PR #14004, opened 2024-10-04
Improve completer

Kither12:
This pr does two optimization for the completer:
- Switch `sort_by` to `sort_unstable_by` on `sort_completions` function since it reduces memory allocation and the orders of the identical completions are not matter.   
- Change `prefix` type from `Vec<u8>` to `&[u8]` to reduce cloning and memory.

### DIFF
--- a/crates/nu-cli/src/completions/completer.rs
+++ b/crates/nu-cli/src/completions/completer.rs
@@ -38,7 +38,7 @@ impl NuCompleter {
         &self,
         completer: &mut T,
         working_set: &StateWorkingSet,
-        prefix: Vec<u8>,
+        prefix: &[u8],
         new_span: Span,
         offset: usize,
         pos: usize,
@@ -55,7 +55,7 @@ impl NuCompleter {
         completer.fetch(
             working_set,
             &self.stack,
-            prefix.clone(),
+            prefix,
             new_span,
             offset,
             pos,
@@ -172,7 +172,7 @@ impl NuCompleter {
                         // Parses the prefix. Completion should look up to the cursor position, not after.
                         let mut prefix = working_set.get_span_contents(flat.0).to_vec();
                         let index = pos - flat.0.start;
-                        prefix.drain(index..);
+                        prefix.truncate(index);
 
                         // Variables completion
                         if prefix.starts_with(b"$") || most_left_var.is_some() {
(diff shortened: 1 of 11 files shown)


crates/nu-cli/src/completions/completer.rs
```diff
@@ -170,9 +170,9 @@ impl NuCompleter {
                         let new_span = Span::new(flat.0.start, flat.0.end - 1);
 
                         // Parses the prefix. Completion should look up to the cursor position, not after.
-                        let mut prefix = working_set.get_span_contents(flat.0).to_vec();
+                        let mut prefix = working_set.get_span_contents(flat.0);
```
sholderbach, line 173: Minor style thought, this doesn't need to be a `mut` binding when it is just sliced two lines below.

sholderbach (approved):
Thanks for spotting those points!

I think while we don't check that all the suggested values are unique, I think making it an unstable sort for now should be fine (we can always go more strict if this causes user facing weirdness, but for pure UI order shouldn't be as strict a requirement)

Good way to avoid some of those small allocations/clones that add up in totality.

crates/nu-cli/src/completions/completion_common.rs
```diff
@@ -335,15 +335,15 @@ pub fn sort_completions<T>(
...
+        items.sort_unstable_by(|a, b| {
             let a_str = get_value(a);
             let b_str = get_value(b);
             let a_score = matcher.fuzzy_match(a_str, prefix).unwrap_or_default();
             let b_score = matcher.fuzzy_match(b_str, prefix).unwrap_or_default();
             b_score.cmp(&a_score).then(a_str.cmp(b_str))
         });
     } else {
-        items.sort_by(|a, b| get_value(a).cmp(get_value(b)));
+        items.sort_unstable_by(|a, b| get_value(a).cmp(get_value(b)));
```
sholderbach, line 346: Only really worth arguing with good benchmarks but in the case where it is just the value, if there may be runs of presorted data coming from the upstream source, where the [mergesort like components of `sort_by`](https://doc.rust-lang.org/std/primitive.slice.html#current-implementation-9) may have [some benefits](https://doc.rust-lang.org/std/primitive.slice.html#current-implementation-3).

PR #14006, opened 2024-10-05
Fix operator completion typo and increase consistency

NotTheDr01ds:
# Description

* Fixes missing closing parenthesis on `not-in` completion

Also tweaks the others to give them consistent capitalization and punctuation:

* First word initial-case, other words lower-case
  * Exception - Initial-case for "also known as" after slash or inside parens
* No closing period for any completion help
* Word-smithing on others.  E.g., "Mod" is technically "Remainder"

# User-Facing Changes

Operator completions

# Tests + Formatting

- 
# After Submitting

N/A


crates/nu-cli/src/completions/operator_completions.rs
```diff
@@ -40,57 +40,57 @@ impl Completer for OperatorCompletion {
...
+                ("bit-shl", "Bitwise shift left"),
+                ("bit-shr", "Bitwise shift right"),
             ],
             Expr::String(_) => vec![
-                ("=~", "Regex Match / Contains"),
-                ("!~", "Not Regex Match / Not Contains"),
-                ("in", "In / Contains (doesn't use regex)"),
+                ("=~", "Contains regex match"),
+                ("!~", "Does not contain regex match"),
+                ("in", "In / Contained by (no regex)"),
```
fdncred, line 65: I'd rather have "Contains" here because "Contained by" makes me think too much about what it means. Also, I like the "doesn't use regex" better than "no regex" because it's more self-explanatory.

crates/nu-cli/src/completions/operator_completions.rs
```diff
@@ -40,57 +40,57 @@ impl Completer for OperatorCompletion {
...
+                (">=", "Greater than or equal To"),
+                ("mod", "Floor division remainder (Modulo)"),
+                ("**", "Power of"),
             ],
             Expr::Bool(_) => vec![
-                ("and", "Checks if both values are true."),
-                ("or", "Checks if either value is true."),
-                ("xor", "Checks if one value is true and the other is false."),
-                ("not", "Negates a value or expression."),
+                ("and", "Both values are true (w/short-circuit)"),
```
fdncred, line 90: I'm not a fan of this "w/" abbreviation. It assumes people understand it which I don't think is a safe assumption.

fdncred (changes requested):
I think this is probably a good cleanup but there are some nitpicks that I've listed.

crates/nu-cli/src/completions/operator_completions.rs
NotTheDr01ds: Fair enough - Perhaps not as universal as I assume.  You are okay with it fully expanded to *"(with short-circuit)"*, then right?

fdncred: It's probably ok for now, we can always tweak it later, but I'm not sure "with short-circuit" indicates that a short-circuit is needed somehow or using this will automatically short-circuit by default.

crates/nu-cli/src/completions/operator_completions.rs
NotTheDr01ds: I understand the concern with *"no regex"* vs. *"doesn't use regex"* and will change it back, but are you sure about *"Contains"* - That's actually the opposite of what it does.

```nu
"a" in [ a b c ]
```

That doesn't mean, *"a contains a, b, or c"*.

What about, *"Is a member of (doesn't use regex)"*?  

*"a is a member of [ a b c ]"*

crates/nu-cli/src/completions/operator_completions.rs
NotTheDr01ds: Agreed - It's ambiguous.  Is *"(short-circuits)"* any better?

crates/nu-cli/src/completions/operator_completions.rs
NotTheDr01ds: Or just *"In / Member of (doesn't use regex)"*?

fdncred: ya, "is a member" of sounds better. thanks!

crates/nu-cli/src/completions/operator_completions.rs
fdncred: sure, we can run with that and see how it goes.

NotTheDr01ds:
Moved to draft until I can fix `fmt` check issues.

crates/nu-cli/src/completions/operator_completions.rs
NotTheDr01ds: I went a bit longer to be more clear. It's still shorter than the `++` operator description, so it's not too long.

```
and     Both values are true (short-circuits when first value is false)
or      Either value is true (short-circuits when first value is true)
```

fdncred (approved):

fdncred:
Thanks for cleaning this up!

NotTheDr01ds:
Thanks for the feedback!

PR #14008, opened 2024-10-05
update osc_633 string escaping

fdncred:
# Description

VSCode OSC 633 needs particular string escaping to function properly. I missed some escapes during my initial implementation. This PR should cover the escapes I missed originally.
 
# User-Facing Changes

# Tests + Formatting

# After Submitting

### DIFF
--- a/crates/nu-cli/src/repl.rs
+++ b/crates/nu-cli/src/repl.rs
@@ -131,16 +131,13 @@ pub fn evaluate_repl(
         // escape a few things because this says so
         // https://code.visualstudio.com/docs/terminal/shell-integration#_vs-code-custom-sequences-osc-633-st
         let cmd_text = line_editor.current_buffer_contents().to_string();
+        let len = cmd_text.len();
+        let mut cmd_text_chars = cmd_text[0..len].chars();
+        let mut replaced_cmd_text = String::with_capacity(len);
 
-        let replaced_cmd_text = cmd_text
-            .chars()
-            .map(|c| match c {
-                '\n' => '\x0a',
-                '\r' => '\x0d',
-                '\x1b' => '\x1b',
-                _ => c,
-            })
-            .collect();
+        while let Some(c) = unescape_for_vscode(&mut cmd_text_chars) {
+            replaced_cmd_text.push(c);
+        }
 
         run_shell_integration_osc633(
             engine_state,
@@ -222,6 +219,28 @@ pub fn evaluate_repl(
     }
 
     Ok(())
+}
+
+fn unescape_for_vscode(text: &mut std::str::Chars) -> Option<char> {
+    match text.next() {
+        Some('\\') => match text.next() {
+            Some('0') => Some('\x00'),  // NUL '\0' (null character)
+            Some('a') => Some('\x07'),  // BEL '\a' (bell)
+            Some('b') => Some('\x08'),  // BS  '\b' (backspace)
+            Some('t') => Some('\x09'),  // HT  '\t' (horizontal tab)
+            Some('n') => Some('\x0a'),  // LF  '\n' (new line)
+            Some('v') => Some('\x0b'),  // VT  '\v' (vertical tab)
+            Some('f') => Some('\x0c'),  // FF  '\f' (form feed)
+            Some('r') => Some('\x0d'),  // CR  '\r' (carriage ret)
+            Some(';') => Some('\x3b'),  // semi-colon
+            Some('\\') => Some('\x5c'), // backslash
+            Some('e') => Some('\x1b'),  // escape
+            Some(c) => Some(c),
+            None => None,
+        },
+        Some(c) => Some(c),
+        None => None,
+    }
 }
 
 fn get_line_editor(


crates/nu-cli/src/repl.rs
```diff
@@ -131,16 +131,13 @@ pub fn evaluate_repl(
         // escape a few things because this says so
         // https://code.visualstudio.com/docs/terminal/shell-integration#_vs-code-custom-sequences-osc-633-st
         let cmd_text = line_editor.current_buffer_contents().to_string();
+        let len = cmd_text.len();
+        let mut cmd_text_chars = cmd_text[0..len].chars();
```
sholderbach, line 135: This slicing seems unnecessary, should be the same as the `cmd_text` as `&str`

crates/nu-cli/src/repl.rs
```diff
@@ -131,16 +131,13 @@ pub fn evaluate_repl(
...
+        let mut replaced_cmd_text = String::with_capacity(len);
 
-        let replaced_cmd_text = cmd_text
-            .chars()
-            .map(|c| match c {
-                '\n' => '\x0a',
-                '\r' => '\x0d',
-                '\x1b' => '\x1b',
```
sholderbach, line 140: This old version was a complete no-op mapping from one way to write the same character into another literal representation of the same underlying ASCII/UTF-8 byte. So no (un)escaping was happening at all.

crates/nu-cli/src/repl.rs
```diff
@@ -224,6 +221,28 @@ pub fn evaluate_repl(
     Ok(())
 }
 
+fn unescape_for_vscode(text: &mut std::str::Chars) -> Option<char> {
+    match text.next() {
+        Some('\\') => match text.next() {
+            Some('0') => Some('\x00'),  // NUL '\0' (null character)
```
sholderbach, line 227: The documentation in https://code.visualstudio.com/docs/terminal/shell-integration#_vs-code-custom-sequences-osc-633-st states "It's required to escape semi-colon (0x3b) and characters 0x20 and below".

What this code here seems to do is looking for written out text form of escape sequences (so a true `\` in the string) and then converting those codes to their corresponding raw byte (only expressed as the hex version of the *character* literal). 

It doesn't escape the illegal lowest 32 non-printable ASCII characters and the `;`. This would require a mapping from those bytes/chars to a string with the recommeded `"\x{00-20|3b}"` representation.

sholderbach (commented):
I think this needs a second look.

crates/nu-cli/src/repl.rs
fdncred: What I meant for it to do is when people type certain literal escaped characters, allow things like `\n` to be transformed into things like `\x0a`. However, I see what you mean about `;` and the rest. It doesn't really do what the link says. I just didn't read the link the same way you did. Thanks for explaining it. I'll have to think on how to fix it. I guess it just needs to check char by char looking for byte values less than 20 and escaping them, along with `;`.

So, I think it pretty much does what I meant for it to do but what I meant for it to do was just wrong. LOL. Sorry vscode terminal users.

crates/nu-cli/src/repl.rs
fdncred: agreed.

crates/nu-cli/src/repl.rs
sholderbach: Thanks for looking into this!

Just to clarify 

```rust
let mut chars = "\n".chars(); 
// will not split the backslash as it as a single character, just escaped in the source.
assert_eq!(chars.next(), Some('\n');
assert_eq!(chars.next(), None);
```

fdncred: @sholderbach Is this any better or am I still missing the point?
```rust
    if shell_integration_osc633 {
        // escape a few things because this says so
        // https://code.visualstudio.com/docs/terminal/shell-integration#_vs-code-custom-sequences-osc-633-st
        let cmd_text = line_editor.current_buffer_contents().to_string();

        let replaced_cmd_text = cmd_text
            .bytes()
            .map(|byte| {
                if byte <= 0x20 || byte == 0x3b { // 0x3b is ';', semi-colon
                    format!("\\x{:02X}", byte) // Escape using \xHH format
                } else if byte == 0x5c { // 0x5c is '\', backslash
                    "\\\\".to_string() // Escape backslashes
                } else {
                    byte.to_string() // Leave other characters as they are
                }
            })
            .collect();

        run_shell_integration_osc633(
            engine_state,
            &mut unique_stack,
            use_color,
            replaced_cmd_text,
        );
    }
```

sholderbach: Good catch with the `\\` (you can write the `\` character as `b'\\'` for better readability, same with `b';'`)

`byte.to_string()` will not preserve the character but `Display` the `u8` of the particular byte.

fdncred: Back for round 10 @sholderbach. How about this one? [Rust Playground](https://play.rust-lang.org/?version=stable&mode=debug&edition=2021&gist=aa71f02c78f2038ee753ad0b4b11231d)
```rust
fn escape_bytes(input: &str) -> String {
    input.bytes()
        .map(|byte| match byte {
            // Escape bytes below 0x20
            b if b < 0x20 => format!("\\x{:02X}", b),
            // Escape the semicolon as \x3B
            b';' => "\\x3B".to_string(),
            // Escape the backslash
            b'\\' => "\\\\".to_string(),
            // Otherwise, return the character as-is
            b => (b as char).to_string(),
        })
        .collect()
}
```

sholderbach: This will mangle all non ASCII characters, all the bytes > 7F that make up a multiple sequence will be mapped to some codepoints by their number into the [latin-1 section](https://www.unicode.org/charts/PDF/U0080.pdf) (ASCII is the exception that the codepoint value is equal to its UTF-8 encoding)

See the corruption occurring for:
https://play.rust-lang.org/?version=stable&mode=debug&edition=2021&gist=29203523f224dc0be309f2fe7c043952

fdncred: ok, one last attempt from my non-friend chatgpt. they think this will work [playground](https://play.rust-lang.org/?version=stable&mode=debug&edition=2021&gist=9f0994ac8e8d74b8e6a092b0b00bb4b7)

◆ ◆ ◆ ◆

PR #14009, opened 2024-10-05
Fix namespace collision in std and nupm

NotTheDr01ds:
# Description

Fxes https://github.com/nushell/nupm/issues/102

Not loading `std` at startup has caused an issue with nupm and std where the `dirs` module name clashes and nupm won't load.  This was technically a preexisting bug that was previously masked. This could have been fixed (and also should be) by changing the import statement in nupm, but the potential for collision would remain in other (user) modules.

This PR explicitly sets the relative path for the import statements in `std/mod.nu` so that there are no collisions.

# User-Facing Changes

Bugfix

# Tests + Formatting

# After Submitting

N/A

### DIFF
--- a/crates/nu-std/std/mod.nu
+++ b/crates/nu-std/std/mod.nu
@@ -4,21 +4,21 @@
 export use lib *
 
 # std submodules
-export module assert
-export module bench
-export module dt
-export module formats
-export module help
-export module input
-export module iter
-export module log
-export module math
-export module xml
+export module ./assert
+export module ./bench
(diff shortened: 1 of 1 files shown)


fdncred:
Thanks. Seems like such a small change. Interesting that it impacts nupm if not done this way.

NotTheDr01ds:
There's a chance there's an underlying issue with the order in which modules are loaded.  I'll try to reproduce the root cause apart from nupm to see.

◆ ◆ ◆ ◆

■ What you need to do ■
Scan the material for "small" and copy the lines that hold it.

■ Expected answer ■
Good way to avoid some of those small allocations/clones that add up in totality.
Thanks. Seems like such a small change. Interesting that it impacts nupm if not done this way.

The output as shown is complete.